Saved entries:
PR #184, opened 2024-08-07
[VDO-5804] Skip corruption check for invalid recovery journal blocks

slegendr:
I was not able to reproduce the issue we've been seeing in nightly in the TornWrite tests due to its spurious nature. However, I believe the issue may be due to us checking for invalid blocks after we check for corruption. As such, I have moved around those checks so that we first verify we have a valid recovery journal block before we check if it is corrupted.

These modifications made it possible to simplify the parse_journal_for_recovery() function and eliminate the first loop over the recovery journal blocks that had been added in PR180.

### DIFF
--- a/src/c++/vdo/tests/RecoveryJournal_t2.c
+++ b/src/c++/vdo/tests/RecoveryJournal_t2.c
@@ -113,6 +113,21 @@ const SectorPattern noSectors[VDO_SECTORS_PER_BLOCK] = {
 };
 
 /**
+ * A non-wrapped journal that has not been corrupted and has no holes.
+ * The reap head is 1 and the highest sequence number is 5.
+ **/
+static BlockPattern basicFullBlocksPattern[JOURNAL_BLOCKS] = {
+  { 0, 0, GOOD_COUNT, USE_NONCE, FULL_BLOCK, false, normalSectors },
+  { 1, 1, GOOD_COUNT, USE_NONCE, FULL_BLOCK, true,  normalSectors },
+  { 1, 2, GOOD_COUNT, USE_NONCE, FULL_BLOCK, true,  normalSectors },
+  { 1, 3, GOOD_COUNT, USE_NONCE, FULL_BLOCK, true,  normalSectors },
+  { 1, 4, GOOD_COUNT, USE_NONCE, FULL_BLOCK, true,  normalSectors },
+  { 1, 5, GOOD_COUNT, USE_NONCE, FULL_BLOCK, true,  normalSectors },
+  { 0, 0, GOOD_COUNT, USE_NONCE, FULL_BLOCK, false, normalSectors },
+  { 0, 0, GOOD_COUNT, USE_NONCE, FULL_BLOCK, false, normalSectors },
+};
+
+/**
  * A wrapped journal with a reap head at block 6 and the tail at a partial
  * block1. The reap head is 14 and the highest sequence number is 17.
  **/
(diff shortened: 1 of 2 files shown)


lorelei-sakai (changes requested):
The code changes looks good. I'll probably squash this commit with the second one from PR 180 for going upstream. It would be nice if we had a testcase that could tell the difference between this code and the prior version, though.

slegendr:
> The code changes looks good. I'll probably squash this commit with the second one from PR 180 for going upstream. It would be nice if we had a testcase that could tell the difference between this code and the prior version, though.

I added a commit with tests of basic recovery, as well as of a journal with a block that has a corrupt header and a hole due to a bad sequence number. The head and sequence numbers are not realistic for the non-wrapped journal patterns I added, as there is not sufficient documentation on how to create these patterns.

src/c++/vdo/tests/RecoveryJournal_t2.c
```diff
@@ -112,6 +112,21 @@ const SectorPattern noSectors[VDO_SECTORS_PER_BLOCK] = {
   { TEAR_OLD, FULL_SECTOR,  GOOD_COUNT, APPLY_NONE },
 };
 
+/**
+ * A non-wrapped journal that has not been corrupted and has no holes.
+ * The reap head is 1 and the highest sequence number is 5.
+ **/
+static BlockPattern basicRecoveryPattern[JOURNAL_BLOCKS] = {
+  { 0, 0, GOOD_COUNT, USE_NONCE, FULL_BLOCK, false, normalSectors },
```
lorelei-sakai, line 120: I'm probably call this "fullBlocksPattern" or basicFullBlocksPattern" for this. "basic" is a bit generic as a description, and "recovery" is implicit in the test. The pattern itself looks good.

src/c++/vdo/tests/RecoveryJournal_t2.c
```diff
@@ -321,6 +336,23 @@ static BlockPattern corruptHeaderPattern[JOURNAL_BLOCKS] = {
...
+ * to a bad sequence number. The reap head is 1 and the highest sequence
+ * number is 5.
+ **/
+static BlockPattern corruptHeaderBadSequencePattern[JOURNAL_BLOCKS] = {
+  { 0, 0, GOOD_COUNT, USE_NONCE,    FULL_BLOCK, false, normalSectors },
+  { 1, 1, GOOD_COUNT, USE_NONCE,    FULL_BLOCK, true,  normalSectors },
+  { 1, 2, GOOD_COUNT, USE_NONCE,    FULL_BLOCK, true,  normalSectors },
+  { 1, 3, GOOD_COUNT, USE_NONCE,    FULL_BLOCK, true,  normalSectors },
+  { 1, 8, GOOD_COUNT, BAD_METADATA, FULL_BLOCK, false, normalSectors },
+  { 1, 5, GOOD_COUNT, USE_NONCE,    FULL_BLOCK, false, normalSectors },
```
lorelei-sakai, line 351: Instead of "1, 8", use "9, 12".

src/c++/vdo/tests/RecoveryJournal_t2.c
```diff
@@ -453,6 +485,12 @@ static void attemptRebuild(CorruptionType  corruption,
   }
 }
 
+/**********************************************************************/
+static void testBasicRecovery(void)
+{
```
lorelei-sakai, line 490: Similar to the above, maybe "testRebuildFullBlocks"?

lorelei-sakai (changes requested):
just some very minor things, new testcases look good.

src/c++/vdo/tests/RecoveryJournal_t2.c
slegendr: Fixed

src/c++/vdo/tests/RecoveryJournal_t2.c
slegendr: Fixed.

src/c++/vdo/tests/RecoveryJournal_t2.c
slegendr: Fixed.

src/c++/vdo/tests/RecoveryJournal_t2.c
```diff
@@ -321,6 +336,23 @@ static BlockPattern corruptHeaderPattern[JOURNAL_BLOCKS] = {
   { 0, 0, GOOD_COUNT, USE_NONCE,    FULL_BLOCK, false, normalSectors },
 };
 
+/**
+ * A non-wrapped journal that has been corrupted by the old header
+ * version being written in block 4, along with a hole in block 4 due
```
lorelei-sakai, line 341: Test comment is technically wrong (sorry), it's a wrapped journal now  (Could just say "A journal")
I'd also dro reference s to "block 4" specfically,  just say "... corrupted by a hole with the old header version. (Being a hole implies the older sequence number.)

lorelei-sakai (changes requested):

src/c++/vdo/tests/RecoveryJournal_t2.c
slegendr: Fixed.

lorelei-sakai (approved):
Great. Looks good.

PR #185, opened 2024-08-08
Update regexp for catching rpm -i errors, and check stderr too.

raeburn:
It missed a failure because stdout said "Failed" and stderr said "failed" but we only checked for "failed" on stdout.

## Exercise details
The lines above should be duplicated exactly.

## Output for this exercise
PR #184, opened 2024-08-07
[VDO-5804] Skip corruption check for invalid recovery journal blocks

slegendr:
I was not able to reproduce the issue we've been seeing in nightly in the TornWrite tests due to its spurious nature. However, I believe the issue may be due to us checking for invalid blocks after we check for corruption. As such, I have moved around those checks so that we first verify we have a valid recovery journal block before we check if it is corrupted.

These modifications made it possible to simplify the parse_journal_for_recovery() function and eliminate the first loop over the recovery journal blocks that had been added in PR180.

### DIFF
--- a/src/c++/vdo/tests/RecoveryJournal_t2.c
+++ b/src/c++/vdo/tests/RecoveryJournal_t2.c
@@ -113,6 +113,21 @@ const SectorPattern noSectors[VDO_SECTORS_PER_BLOCK] = {
 };
 
 /**
+ * A non-wrapped journal that has not been corrupted and has no holes.
+ * The reap head is 1 and the highest sequence number is 5.
+ **/
+static BlockPattern basicFullBlocksPattern[JOURNAL_BLOCKS] = {
+  { 0, 0, GOOD_COUNT, USE_NONCE, FULL_BLOCK, false, normalSectors },
+  { 1, 1, GOOD_COUNT, USE_NONCE, FULL_BLOCK, true,  normalSectors },
+  { 1, 2, GOOD_COUNT, USE_NONCE, FULL_BLOCK, true,  normalSectors },
+  { 1, 3, GOOD_COUNT, USE_NONCE, FULL_BLOCK, true,  normalSectors },
+  { 1, 4, GOOD_COUNT, USE_NONCE, FULL_BLOCK, true,  normalSectors },
+  { 1, 5, GOOD_COUNT, USE_NONCE, FULL_BLOCK, true,  normalSectors },
+  { 0, 0, GOOD_COUNT, USE_NONCE, FULL_BLOCK, false, normalSectors },
+  { 0, 0, GOOD_COUNT, USE_NONCE, FULL_BLOCK, false, normalSectors },
+};
+
+/**
  * A wrapped journal with a reap head at block 6 and the tail at a partial
  * block1. The reap head is 14 and the highest sequence number is 17.
  **/
(diff shortened: 1 of 2 files shown)


lorelei-sakai (changes requested):
The code changes looks good. I'll probably squash this commit with the second one from PR 180 for going upstream. It would be nice if we had a testcase that could tell the difference between this code and the prior version, though.

slegendr:
> The code changes looks good. I'll probably squash this commit with the second one from PR 180 for going upstream. It would be nice if we had a testcase that could tell the difference between this code and the prior version, though.

I added a commit with tests of basic recovery, as well as of a journal with a block that has a corrupt header and a hole due to a bad sequence number. The head and sequence numbers are not realistic for the non-wrapped journal patterns I added, as there is not sufficient documentation on how to create these patterns.

src/c++/vdo/tests/RecoveryJournal_t2.c
```diff
@@ -112,6 +112,21 @@ const SectorPattern noSectors[VDO_SECTORS_PER_BLOCK] = {
   { TEAR_OLD, FULL_SECTOR,  GOOD_COUNT, APPLY_NONE },
 };
 
+/**
+ * A non-wrapped journal that has not been corrupted and has no holes.
+ * The reap head is 1 and the highest sequence number is 5.
+ **/
+static BlockPattern basicRecoveryPattern[JOURNAL_BLOCKS] = {
+  { 0, 0, GOOD_COUNT, USE_NONCE, FULL_BLOCK, false, normalSectors },
```
lorelei-sakai, line 120: I'm probably call this "fullBlocksPattern" or basicFullBlocksPattern" for this. "basic" is a bit generic as a description, and "recovery" is implicit in the test. The pattern itself looks good.

src/c++/vdo/tests/RecoveryJournal_t2.c
```diff
@@ -321,6 +336,23 @@ static BlockPattern corruptHeaderPattern[JOURNAL_BLOCKS] = {
...
+ * to a bad sequence number. The reap head is 1 and the highest sequence
+ * number is 5.
+ **/
+static BlockPattern corruptHeaderBadSequencePattern[JOURNAL_BLOCKS] = {
+  { 0, 0, GOOD_COUNT, USE_NONCE,    FULL_BLOCK, false, normalSectors },
+  { 1, 1, GOOD_COUNT, USE_NONCE,    FULL_BLOCK, true,  normalSectors },
+  { 1, 2, GOOD_COUNT, USE_NONCE,    FULL_BLOCK, true,  normalSectors },
+  { 1, 3, GOOD_COUNT, USE_NONCE,    FULL_BLOCK, true,  normalSectors },
+  { 1, 8, GOOD_COUNT, BAD_METADATA, FULL_BLOCK, false, normalSectors },
+  { 1, 5, GOOD_COUNT, USE_NONCE,    FULL_BLOCK, false, normalSectors },
```
lorelei-sakai, line 351: Instead of "1, 8", use "9, 12".

src/c++/vdo/tests/RecoveryJournal_t2.c
```diff
@@ -453,6 +485,12 @@ static void attemptRebuild(CorruptionType  corruption,
   }
 }
 
+/**********************************************************************/
+static void testBasicRecovery(void)
+{
```
lorelei-sakai, line 490: Similar to the above, maybe "testRebuildFullBlocks"?

lorelei-sakai (changes requested):
just some very minor things, new testcases look good.

src/c++/vdo/tests/RecoveryJournal_t2.c
slegendr: Fixed

src/c++/vdo/tests/RecoveryJournal_t2.c
slegendr: Fixed.

src/c++/vdo/tests/RecoveryJournal_t2.c
slegendr: Fixed.

src/c++/vdo/tests/RecoveryJournal_t2.c
```diff
@@ -321,6 +336,23 @@ static BlockPattern corruptHeaderPattern[JOURNAL_BLOCKS] = {
   { 0, 0, GOOD_COUNT, USE_NONCE,    FULL_BLOCK, false, normalSectors },
 };
 
+/**
+ * A non-wrapped journal that has been corrupted by the old header
+ * version being written in block 4, along with a hole in block 4 due
```
lorelei-sakai, line 341: Test comment is technically wrong (sorry), it's a wrapped journal now  (Could just say "A journal")
I'd also dro reference s to "block 4" specfically,  just say "... corrupted by a hole with the old header version. (Being a hole implies the older sequence number.)

lorelei-sakai (changes requested):

src/c++/vdo/tests/RecoveryJournal_t2.c
slegendr: Fixed.

lorelei-sakai (approved):
Great. Looks good.

PR #185, opened 2024-08-08
Update regexp for catching rpm -i errors, and check stderr too.

raeburn:
It missed a failure because stdout said "Failed" and stderr said "failed" but we only checked for "failed" on stdout.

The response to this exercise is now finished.